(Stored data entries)
------------------------------------

PR #2546, opened 2018-08-02
Support for dynamically adjusting scratch memory space of compilations

mpirvu:
The JIT is allowed to use up to 256 MB of 'scratch' memory for a compilation
while JSR292 compilations increase this limit to 1.5 GB. These limits create
footprint spikes during an application run which can make resource
provisioning more cumbersome.

This commit adds the following changes:
1) The JIT will use portlib APIs to compute the amount of physical memory
available (taking into consideration any container limits). This value
is cached (to minimize API overhead) and recomputed with a desired
frequency (0.5 sec by default)

2) At the beginning of a compilation the JIT checks the amount of available
physical memory and sets a limit for the scratch space accordingly. If the
amount of physical memory is so low that a relatively cheap compilation cannot
be performed, the compilation request is aborted right there.

3) When a compilation thread needs to allocate a new scratch memory segment
(of size 16 MB) it checks again the available physical memory. If this is low,
the compilation is aborted and will be retried at a lower optimization level.
At the same time a flag will be set which will make one compilation thread
to suspend itself (however, the JIT always makes sure there is at least one
compilation thread active).

### DIFF
--- a/runtime/compiler/control/CompilationThread.cpp
+++ b/runtime/compiler/control/CompilationThread.cpp
@@ -364,6 +364,12 @@ TR_YesNoMaybe TR::CompilationInfo::shouldActivateNewCompThread()
       if ((getNumCompThreadsActive() + 1) * 100 >= (TR::Options::_compThreadCPUEntitlement + 50))
          return TR_no;
       }
+   // Do not activate if we are low on physical memory
+   bool incompleteInfo;
+   uint64_t freePhysicalMemorySizeB = computeAndCacheFreePhysicalMemory(incompleteInfo);
+   if (freePhysicalMemorySizeB != OMRPORT_MEMINFO_NOT_AVAILABLE &&
+       freePhysicalMemorySizeB <= (uint64_t)TR::Options::getSafeReservePhysicalMemoryValue() + TR::Options::getScratchSpaceLowerBound())
+      return TR_no;
    // Do not activate a new thread during graceperiod if AOT is used and first run because
    // we may have too many warm compilations at warm. However, there is no such risk for quickstart
    // Another exception: activate if second run in AOT mode
@@ -792,7 +798,12 @@ TR::CompilationInfo::CompilationInfo(J9JITConfig *jitConfig) :
    // the options have been processed
 
    _vmStateOfCrashedThread = 0;
+
    _cachedFreePhysicalMemoryB = 0;
+   _cachedIncompleteFreePhysicalMemory = false;
+   OMRPORT_ACCESS_FROM_J9PORT(jitConfig->javaVM->portLibrary);
+   _cgroupMemorySubsystemEnabled = (OMR_CGROUP_SUBSYSTEM_MEMORY == omrsysinfo_cgroup_are_subsystems_enabled(OMR_CGROUP_SUBSYSTEM_MEMORY));
+   _suspendThreadDueToLowPhysicalMemory = false;
 
    // Initialize the compilation monitor
    //
@@ -3268,6 +3279,7 @@ TR::CompilationInfoPerThread::waitForWork()
 void
 TR::CompilationInfoPerThread::doSuspend()
    {
+   _compInfo.setSuspendThreadDueToLowPhysicalMemory(false);
    getCompThreadMonitor()->enter();
    setCompilationThreadState(COMPTHREAD_SUSPENDED);
    _compInfo.releaseCompMonitor(getCompilationThread());   // release the queue monitor before waiting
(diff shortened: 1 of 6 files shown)


fjeremic:
@dsouzai FYI for review.

mpirvu:
Note that at the moment the code is not ready to be merged (hence the WIP heading).
Also, the fix from https://github.com/eclipse/omr/pull/2785 is needed for this commit to work correctly.

mpirvu:
@ashu-mehra  FYI for review

runtime/compiler/control/CompilationThread.cpp
```diff
@@ -10462,71 +10456,132 @@ TR::CompilationInfo::increaseUnstoredBytes(U_32 aotBytes, U_32 jitBytes)
 #endif
    }
 
+
+// Compute free physical memory taking into account container limits
+// To limit overhead, this function caches the computed value and
+// only refreshes it if more than 0.5 sec have passed since the last update
+// or if "now" parameter is true
```
dsouzai: Where is the "now" parameter mentioned in this comment?

dsouzai:
The changes lgtm.

runtime/compiler/control/CompilationThread.cpp
```diff
@@ -10462,71 +10456,132 @@ TR::CompilationInfo::increaseUnstoredBytes(U_32 aotBytes, U_32 jitBytes)
...
+      if (memInfo.hostCached != OMRPORT_MEMINFO_NOT_AVAILABLE) // Note 'cached' is not available in containers
+         freeHostPhysicalMemorySizeB += memInfo.hostCached;
+      else
+         incomplete = true;
 #if defined(LINUX)
-            if (memInfo.buffered != OMRPORT_MEMINFO_NOT_AVAILABLE)
-               freePhysicalMemorySizeB += memInfo.buffered;
-            else
-               incomplete = true;
+      if (memInfo.buffered != OMRPORT_MEMINFO_NOT_AVAILABLE)
```
ashu-mehra: As per https://github.com/eclipse/omr/blob/4e352d639ed726de60b827a0e922be5181180729/port/unix/omrsysinfo.c#L1616 `buffered` is not available in containers. Does that mean we would always set `incomplete` to `true` when running in containers?

fjeremic:
@mpirvu what is the state of this PR?

mpirvu:
I just had a stab at it last night but in my local experiments I found the j9sysinfo_get_memory_info API to give the same results for host and container memory (which is wrong). I had a discussion with Ashutosh and the API seems to be working fine for him. Now it's on me to determine why j9sysinfo_get_memory_info gives me bad information.

mpirvu:
With some instrumentation I determined that 
`rc = readCgroupSubsystemFile(portLibrary, OMR_CGROUP_SUBSYSTEM_MEMORY, CGROUP_MEMORY_SWAP_LIMIT_IN_BYTES_FILE, numItemsToRead, "%lu", &cgroupMemInfo->memoryAndSwapLimit);`
return an error code and therefore `retrieveLinuxCgroupMemoryStats` returns error even though the memoryLimit and memoryUsage were correctly read.
In my opinion  `retrieveLinuxCgroupMemoryStats` should always return 'success' and the validity of various memory statistics can be determined by comparison with `OMRPORT_MEMINFO_NOT_AVAILABLE`

mpirvu:
I should also mention that on two Ubuntu 16.04 systems where I tried, when launching a container with a memory limit I get this warning:
`WARNING: Your kernel does not support swap limit capabilities or the cgroup is not mounted. Memory limited without swap.`

runtime/compiler/control/CompilationThread.cpp
mpirvu: Thinking about this, we don't want to set incomplete for container, thus there are two possible solutions
1) In `retrieveLinuxCgroupMemoryStats` always fill with 0 the buffered field instead of UNAVAILABLE
2) In `computeFreePhysicalMemory` check whether we are in a container by using
`if (OMR_CGROUP_SUBSYSTEM_MEMORY == omrsysinfo_cgroup_are_subsystems_enabled(OMR_CGROUP_SUBSYSTEM_MEMORY)) `
I might go with solution (2) because I think I should not add the cache value to the free physical memory. The reason is that on the host the OS can increase the physical memory by releasing some cached pages, but in container the available memory is (limit-used) and any cached pages are not going to help.

mpirvu:
Jenkins test all all jdk8

mpirvu:
Could I get another review please: @ashu-mehra  @dsouzai

runtime/compiler/control/CompilationThread.cpp
```diff
@@ -10466,71 +10483,116 @@ TR::CompilationInfo::increaseUnstoredBytes(U_32 aotBytes, U_32 jitBytes)
...
+         freePhysicalMemory += memInfo.buffered;
+      else
+         incomplete = !_cgroupMemorySubsystemEnabled;
```
dsouzai: Is it possible for `incomplete` to be true from the line 10510, but then set to false in this line? If so, Shouldn't there be a check to not set it to false?

mpirvu: You are right. I need to correct the behavior to never change it to 'false' once we set it to 'true'

runtime/compiler/env/J9SegmentAllocator.cpp
```diff
@@ -50,6 +50,33 @@ J9MemorySegment *
...
+      bool incomplete;
+      TR::CompilationInfo *compInfo = TR::CompilationInfo::get(_javaVM.jitConfig);
+      uint64_t freePhysicalMemory = compInfo->computeAndCacheFreePhysicalMemory(incomplete, 20);
+      if (freePhysicalMemory != OMRPORT_MEMINFO_NOT_AVAILABLE && !incomplete)
+         {
+         if (freePhysicalMemory < (TR::Options::getSafeReservePhysicalMemoryValue() + segmentSize))
+            {
+            // Set a flag that will determine one compilation thread to suspend itself
+            // Even if multiple threads enter his path we still want to suspend only
+            // on thread, not several. This is why we use a flag and not a counter.
```
ashu-mehra: typo: on -> one

ashu-mehra:
Looks fine to me.

ashu-mehra:
> In my opinion retrieveLinuxCgroupMemoryStats should always return 'success' and the validity of various memory statistics can be determined by comparison with OMRPORT_MEMINFO_NOT_AVAILABLE

I think we also need to set `memoryAndSwapLimit` to 0 if the file does not exist. And if we do that then that change alone will fix the issue.

runtime/compiler/env/J9SegmentAllocator.cpp
mpirvu: Fixed

fjeremic:
Jenkins test sanity all JDK8

PR #2548, opened 2018-08-02
WIP: Add Transaction Diagnostic Block for Transactional Memory

sehirst:
When the CPU is under Transactional Execution mode on z, if an abort
happens and a memory location for the TDB is specified, then the
current state will be written to that memory location. The GPRs are
rolled back to the TBEGIN instruction, so the TDB is needed to see the
state at the time of the abort. This is useful for debugging problems
within TX. The TDB also has additional abort related info useful for
performance analysis of TX/TM.

Signed-off-by: Simon Hirst <shirst@ca.ibm.com>


sehirst:
I also deleted a bunch of #ifdef 0 code from an old developer which was experimental and never finished.

fjeremic:
@sehirst whenever this is ready for review please remove the WIP and tag me in a comment. Thanks!

runtime/compiler/env/VMJ9.cpp
```diff
@@ -1865,6 +1865,24 @@ UDATA TR_J9VMBase::thisThreadGetOSRReturnAddressOffset()
...
+ */
+uint16_t TR_J9VMBase::thisThreadGetTDBOffset()
+   {
+#if !defined(J9ZTPF)
+   // This assume is valid to confirm the TDB is on an 8 byte boundary because we know the VMThread is already aligned on a 256 byte boundary
+   // If this assume fails, then that means someone modified the J9VMThread structure which has thrown off the alignment.
+   TR_ASSERT(offsetof(J9VMThread, transactionDiagBlock)%8 == 0, "The Transaction Diagnostic Block must be aligned on a doubleword i.e. 8 byte boundary");
+   return offsetof(J9VMThread, transactionDiagBlock);
+#else
+   return 0;
```
DanHeidinga: Is `0` the right value for the case where there is no `transactionDiagBlock`?  Won't that cause the vmThread to be corrupted if this code was incorrectly run on any other platform?

In VM code, we'd use a TraceAssert to mark this case as illegal.

sehirst: That's from `#if !defined(J9ZTPF)`. I can't comment on that. I didn't add that `ifdef`, the zptf people did. It's been like that for a long time on older pre-open source versions with no issues, so I assume the code works for them.

DanHeidinga: Likely on the assumption that it's never called.  Better to be explicit than to leave potential corruption points in the code.

sehirst: Can you suggest how I should fix this? I don't follow what you mean by "use a TraceAssert to mark this case as illegal".

DanHeidinga: Similar to the trace assert used elsewhere in the JIT.  ie https://github.com/eclipse/openj9/blob/afbe2b92c85fe01ef44df0b6b5ce45421b241f5f/runtime/compiler/control/CompilationThread.cpp#L5265

sehirst: Will that assert fire in a prod/released build?

DanHeidinga: Yes.  Similar to all asserts in the VM / GC code.

sehirst: Upon further reflection, I need to discuss with a ztpf dev about what should be done here. Switching the `return 0` to a fatal assert seems risky without consulting them.

sehirst: Ok. Waiting on some testing, then will remove WIP.

sehirst:
Needed to rebase for testing.

sehirst:
Squashed my commits, ready to review and merge.

runtime/compiler/z/codegen/J9TreeEvaluator.cpp
```diff
@@ -12136,6 +12148,7 @@ J9::Z::TreeEvaluator::tstartEvaluator(TR::Node * node, TR::CodeGenerator * cg)
    //    POST Deps
 
    TR::Compilation *comp = cg->comp();
+   TR_J9VMBase *fej9 = (TR_J9VMBase *)(cg->fe());
```
fjeremic: Let's try an avoid introducing new unsafe C-style casts into the codebase and use `static_cast<TR_J9VMBase*>(cg->fe())` here instead.

runtime/compiler/z/codegen/J9TreeEvaluator.cpp
```diff
@@ -11287,18 +11293,21 @@ inlineConcurrentLinkedQueueTMOffer(
...
-         cursor = generateSILInstruction(cg, TR::InstOpCode::TBEGIN, node, generateS390MemoryReference(cg->machine()->getS390RealRegister(TR::RealRegister::GPR0),0,cg), 0xFF02);
+         // immediate field described in TR::TreeEvaluator::tstartEvaluator
+         cursor = generateSILInstruction(cg, TR::InstOpCode::TBEGIN, node, TDBmemRef, 0xFF02);
 
          cursor = generateS390BranchInstruction(cg, TR::InstOpCode::BRC, TR::InstOpCode::COND_MASK7, node, failLabel);
          }
       else
-         {
-         cursor = generateSILInstruction(cg, TR::InstOpCode::TBEGINC, node, generateS390MemoryReference(cg->machine()->getS390RealRegister(TR::RealRegister::GPR0),0,cg), 0xFF00);  //GPRMask
+         { // No TDB for constrained transactions
```
fjeremic: Comment is on the same line as the brace where as other comments are not. Can we be consistent with the rest of the codebase?

runtime/compiler/env/VMJ9.cpp
```diff
@@ -1865,6 +1865,24 @@ UDATA TR_J9VMBase::thisThreadGetOSRReturnAddressOffset()
...
+/**
+ * @brief TDB is Transaction Diagnostic Block used for Transactional Memory Debugging.
+ * It is a 256 Byte block stored in the J9VMThread and must be 8 byte boundary aligned.
+ */
+uint16_t TR_J9VMBase::thisThreadGetTDBOffset()
+   {
+#if !defined(J9ZTPF)
+   // This assume is valid to confirm the TDB is on an 8 byte boundary because we know the VMThread is already aligned on a 256 byte boundary
+   // If this assume fails, then that means someone modified the J9VMThread structure which has thrown off the alignment.
+   TR_ASSERT(offsetof(J9VMThread, transactionDiagBlock)%8 == 0, "The Transaction Diagnostic Block must be aligned on a doubleword i.e. 8 byte boundary");
```
fjeremic: Spaces around binary operators needed (`%`).

runtime/compiler/env/VMJ9.cpp
fjeremic: Did we ever figure out what to do with this? It seems @DanHeidinga's concern was not addressed.

fjeremic: Ok, I would say lets not bother then however putting in the assert (`Assert_JIT_unreachable();`) will help them catch this bug much faster. So I do support putting in the assert.

runtime/compiler/z/codegen/J9TreeEvaluator.cpp
fjeremic: This change is still missing. Can you squash after this and the one below is done and I'll kick off the Jenkins builds?

sehirst: It's here https://github.com/eclipse/openj9/pull/2548/commits/dfab63d5f5c8b8642886de00cd80a61e8d840b1f#diff-e91b45c91f84f8f7ea1179eb4ac01d36R11310

sehirst:
squashed

runtime/compiler/z/codegen/J9TreeEvaluator.cpp
sehirst: Oh right, the 11533 line

sehirst:
Assert added and other comment fixed.

fjeremic:
@sehirst could you please fix the copyrights and the line endings?

sehirst:
They failed for infra reasons. They were green before. Rebasing and pushing again to trigger new builds.

sehirst:
No new commits, everything's still up to date, so I can't trigger another build by pushing without making a change.

fjeremic:
Jenkins copyright check

fjeremic:
Jenkins line endings check

fjeremic:
Jenkins test sanity JDK8 zlinux

fjeremic:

------------------------------------

> _Work task_
A single number is the whole answer: how many lines of the records contain the word "instead".

> _Exercise solution_
2